Issue #6004, opened 2024-10-07
Customize collection names when using MongoDB


rosca-sabina:
### Discussed in https://github.com/elsa-workflows/elsa-core/discussions/5977

<div type='discussions-op-text'>

<sup>Originally posted by **rosca-sabina** September 20, 2024</sup>
Hello,

When using MongoDB for workflow management and runtime storage, is there a way to set a custom collection name for the the collections created by Elsa (such as workflow_instances, workflow_definitions etc.)?

I have a scenario where multiple microservices that will use Elsa use the same MongoDB database. So I need a way to keep the Elsa collections used by each service separate, even if they're in the same database.

Thanks!</div>

sfmskywalker:
Thanks for the PR that adds this capability!

PR #6005, opened 2024-10-07
Add MongoDB collection naming strategy

rosca-sabina:
Hello! This PR addresses issue #6004.

I created a `ICollectionNamingStrategy` interface, to allow customizing the names of the MongoDB collections created by Elsa Workflows. By creating their own implementation for this interface, users would be able to add a prefix etc. to the names of the collections. I used DI for resolving the `ICollectionNamingStrategy` implementation to allow users to inject `IConfiguration` or `IOptions<T>` in their implementations, in case for instance they want to get their prefix from a config file.

The scenario that inspired this PR was multiple services that use Elsa Workflows using the same MongoDB database. So they needed a way to differentiate between each service's Elsa collections. Also, I noticed the EF Core and Elasticsearch implementations already offer something similar to this (through `IElsaDbContextSchema` and respectively `IIndexNamingStrategy`).

- - -
This change is [Reviewable](https://reviewable.io/reviews/elsa-workflows/elsa-core/6005)

### DIFF
--- a/src/modules/Elsa.MongoDb/Common/PersistenceFeatureBase.cs
+++ b/src/modules/Elsa.MongoDb/Common/PersistenceFeatureBase.cs
@@ -1,5 +1,6 @@
 using Elsa.Features.Abstractions;
 using Elsa.Features.Services;
+using Elsa.MongoDb.Contracts;
 using Microsoft.Extensions.DependencyInjection;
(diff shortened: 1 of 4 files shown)


sfmskywalker (approved):
Looks great!

PR #6013, opened 2024-10-09
Register MongoDb client as singleton

rosca-sabina:
This PR changes the DI registration of `IMongoDatabase`. In the existing implementation, `IMongoDatabase` is registered as scoped, and the factory method creates a new instance of `MongoClient` each time `IMongoDatabase` is resolved.

According to the MongoDB documentation ([here](https://www.mongodb.com/docs/drivers/csharp/current/faq/#how-does-connection-pooling-work-in-the-.net-c--driver-) and [here](https://www.mongodb.com/community/forums/t/best-practice-for-singleton-vs-multiple-mongoclients-when-you-need-to-authenticate-with-different-users/125935/2)), the `MongoClient` is meant to be used as a singleton, because it maintains a pool of connections to the MongoDB server.

In this PR, I registered an instance of `IMongoClient` as singleton, and then resolved that instance from the `IServiceProvider` in the factory method for `IMongoDatabase`.

- - -
This change is [Reviewable](https://reviewable.io/reviews/elsa-workflows/elsa-core/6013)

### DIFF
--- a/src/modules/Elsa.MongoDb/Features/MongoDbFeature.cs
+++ b/src/modules/Elsa.MongoDb/Features/MongoDbFeature.cs
@@ -41,7 +41,9 @@ public class MongoDbFeature : FeatureBase
     {
         Services.Configure(Options);
 
-        Services.AddScoped(sp => CreateDatabase(sp, ConnectionString));
+        var mongoUrl = new MongoUrl(ConnectionString);
+        Services.AddSingleton(sp => CreateMongoClient(sp, mongoUrl));
+        Services.AddScoped(sp => CreateDatabase(sp, mongoUrl));
 
         RegisterSerializers();
         RegisterClassMaps();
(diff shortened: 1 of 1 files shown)


rosca-sabina:
Hi @sfmskywalker! Is there a release 3.2.1 planned? If so, do you think it could be possible to include this fix in it?

It would be really useful for everyone using MongoDB with Elsa Workflows. With the way `IMongoDatabase` is currently registered, I started getting MongoDb timeouts and high CPU and memory usage after a while with a service I deployed, which was due to `WorkflowInboxCleanupHostedService` opening a new `MongoClient` every time it ran (the timeouts and high resource usage stopped after when I set `SweepInterval` to 24 hours, so that's how I figured out it was because of this service).

sfmskywalker:
Working on it now 👍🏻

sfmskywalker (approved):
Great find about the MongoClient!

PR #6069, opened 2024-10-30
Enable CPM transitive pinning and resolve version conflicts

lahma:
Transitive pinning enables `Dictory.Packages.props` to mandate the versions so no need to have per-project STJ version policies, packages file version will flow into restore targets as minimum. Upgraded some package in net6.0 target as having for example SemanticKernel as dependency does not allow 7.0.0 series dependencies and thus restore fails.

- - -
This change is [Reviewable](https://reviewable.io/reviews/elsa-workflows/elsa-core/6069)


sfmskywalker (approved):
That cleans up nicely. Many thanks @lahma !

PR #6080, opened 2024-10-31
Add bookmark queue purger functionality

sfmskywalker:
Introduce a new class `DefaultBookmarkQueuePurger` to purge old bookmark queue items. This includes an interface `IBookmarkQueuePurger` and a recurring task `PurgeBookmarkQueueRecurringTask`, with necessary updates to `IBookmarkQueueStore` implementations and application configuration.

- - -
This change is [Reviewable](https://reviewable.io/reviews/elsa-workflows/elsa-core/6080)

### DIFF
--- a/src/apps/Elsa.Server.Web/Program.cs
+++ b/src/apps/Elsa.Server.Web/Program.cs
@@ -492,11 +492,12 @@ services
 // Obfuscate HTTP request headers.
 services.AddActivityStateFilter<HttpRequestAuthenticationHeaderFilter>();
 
-// Configure recurring tasks.
+// Optionally configure recurring tasks using alternative schedules.
 services.Configure<RecurringTaskOptions>(options =>
 {
     options.Schedule.ConfigureTask<TriggerBookmarkQueueRecurringTask>(TimeSpan.FromSeconds(30));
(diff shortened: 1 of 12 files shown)


englebertnicolas:
Hello, it seems that the DefaultBookmarkQueuePurger does not purge tenant-related rows in case of multitenancy. The purger only deletes BookmarkQueueItems rows that have TenantId Is Null (Elsa 3.3.0). 

I also tried to inject a custom IBookmarkQueuePurger in order to set BookmarkQueueFilter.TenantAgnostic = true, but it does not work.

```
public async Task PurgeAsync(CancellationToken cancellationToken = default) {
    ...
        var filter = new BookmarkQueueFilter {
            CreatedAtLessThan = thresholdDate,
            TenantAgnostic = true //LINE ADDED -> but does not work, this filter parameter does not seems to be taken into account...
        };
        var order = new BookmarkQueueItemOrder<DateTimeOffset>(x => x.CreatedAt, OrderDirection.Ascending);
        var page = await store.PageAsync(pageArgs, filter, order, cancellationToken);
    ...
}
```

sfmskywalker:
@englebertnicolas I created an issue for it. Thanks for the heads up.

PR #6083, opened 2024-10-31
[Feat: OTEL + Tenants] : Add TenantId Property to Span 

jdevillard:
This PR add the `TenantId` property to the span for :
- Workflow Span
- Activity Span

The aim is to facilitate the querying in the end analysis tools

- - -
This change is [Reviewable](https://reviewable.io/reviews/elsa-workflows/elsa-core/6083)


sfmskywalker:
@jdevillard We can approve & merge this PR as soon as its marked "Ready for review".

jdevillard:
I wasn't sure about the tenantId vs TenantId in the Log. On OTEL side, it's explain that attribute naming SHOULD be lowercase, so If we want to respect, we should change a lot of attribute,  let's go using the convention already present in this file (`camelcase`) and let discuss later on this point

sfmskywalker:
Agreed, the casing is a separate discussion and shouldn't hold back this PR 👍🏻

PR #6093, opened 2024-11-02
Switch MemoryStream to Microsoft.IO.RecyclableMemoryStream.

### LINKED ISSUE #6087: [CHORE] Use Microsoft.IO.RecyclableMemoryStream
### Task Overview
**What maintenance task do you propose? Please describe.**
In the code new `MemoryStream()`s are created 7 times. This could be optimized with pooling by using the `Microsoft.IO.RecyclableMemoryStream` nuget.

### Purpose of the Task
**Explain why this task is necessary**
Improved performance.

### Potential Issues
**Identify any potential issues that might arise from this task**
Can't think of any.

### Additional Context
**Add any other context**
Repo: [RecyclableMemoryStream](https://github.com/microsoft/Microsoft.IO.RecyclableMemoryStream)

adamradocz:
Closes #6087

Initial commit switching from `MemorySteam` to `Microsoft.IO.RecyclableMemoryStream`.
What do you think about the implementation in general? If OK, I have added a few comments in the code that should be addressed.

- - -
This change is [Reviewable](https://reviewable.io/reviews/elsa-workflows/elsa-core/6093)

### DIFF
--- a/Directory.Packages.props
+++ b/Directory.Packages.props
@@ -56,6 +56,7 @@
     <PackageVersion Include="Microsoft.CodeAnalysis.CSharp.Scripting" Version="4.11.0" />
     <PackageVersion Include="Microsoft.EntityFrameworkCore.Sqlite.Design" Version="1.1.6" />
     <PackageVersion Include="Microsoft.Identity.Client" Version="4.66.1" />
+    <PackageVersion Include="Microsoft.IO.RecyclableMemoryStream" Version="3.0.1" />
     <PackageVersion Include="Microsoft.NET.Test.Sdk" Version="17.11.1" />
     <PackageVersion Include="Microsoft.SourceLink.GitHub" Version="8.0.0" />
     <PackageVersion Include="Microsoft.SemanticKernel" Version="1.25.0" />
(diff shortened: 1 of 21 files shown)


bobhauser:
It feels to me that this might also be accomplished using an IMemoryStreamManager interface (perhaps just specifying the public methods in RecyclableMemoryStreamManager) and injecting the implementation. The default implementation could very well create an instance using the defaults you specify in your helper class. I think making the stream manager injectable would be useful for a number of reasons
- The parent process host Elsa might already have a RecyclableMemoryStreamManager which they might want to reuse, and an IMemoryStreamManager implementation might be created to reference it.
- The default settings you specify might not be appropriate in all instances
- Perhaps the usage of memory streams in a particular application is very occasional, and it might be better to just use bare MemoryStreams to avoid losing the allocated (and cached) memory forever
- It might be desired to attach to the RecyclableMemoryStreamManager events, perhaps to log when a stream is requested to expand beyond the maximum length

sfmskywalker:
I think @bobhauser is proposing to introduce a new interface called `IMemoryStreamManager` rather than using static helper classes. I haven't immersed myself into this PR yet, but do you think that might be a good idea @adamradocz ?

BasJanssenQuadira:
Is this a feature that is still wanted? I would be open to creating a proposal for an interface and a facade/adapter class to make the `RecyclableMemoryStreamManager` injectable.

PR #6097, opened 2024-11-06
Fix hangfire resume workflow

sNakiex:
There was a bug in the hangfire implementation where it would always generate a random workflowinstanceid because it was not passed into the createclient. 
Because of this hangfire was unable to resume instances.

- - -
This change is [Reviewable](https://reviewable.io/reviews/elsa-workflows/elsa-core/6097)


sfmskywalker (approved):
Great catch!

PR #6105, opened 2024-11-07
Undo Migrations reset

### LINKED ISSUE #6103: [BUG] Elsa 3.3 is incompatible with existing 3.1 and 3.2 databases
## Description
If you're upgrading an Elsa v3.1 or v3.2 project to v3.3, you'll run into an error, saying that "WorkflowDefintions table already exists".

## Steps to Reproduce
1. Create a project with Elsa 3.2 using EFC + SqlServer for example.
2. Run it once to have the Schema created
3. Upgrade Elsa nugets to 3.3
4. Run it again
5. WorkflowDefintions table already exists error will show up

## Expected Behavior
Just works and silently upgrades the db schema to 3.3

## Actual Behavior
Crashes

## Root cause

THE TASK.
Transcribe, please, every line from the first line of the listing above through the line with "Hello! This PR addresses issue #6004.". Keep both ends and nothing else.

RESULT OF THIS TASK.
Issue #6004, opened 2024-10-07
Customize collection names when using MongoDB


rosca-sabina:
### Discussed in https://github.com/elsa-workflows/elsa-core/discussions/5977

<div type='discussions-op-text'>

<sup>Originally posted by **rosca-sabina** September 20, 2024</sup>
Hello,

When using MongoDB for workflow management and runtime storage, is there a way to set a custom collection name for the the collections created by Elsa (such as workflow_instances, workflow_definitions etc.)?

I have a scenario where multiple microservices that will use Elsa use the same MongoDB database. So I need a way to keep the Elsa collections used by each service separate, even if they're in the same database.

Thanks!</div>

sfmskywalker:
Thanks for the PR that adds this capability!

PR #6005, opened 2024-10-07
Add MongoDB collection naming strategy

rosca-sabina:
Hello! This PR addresses issue #6004.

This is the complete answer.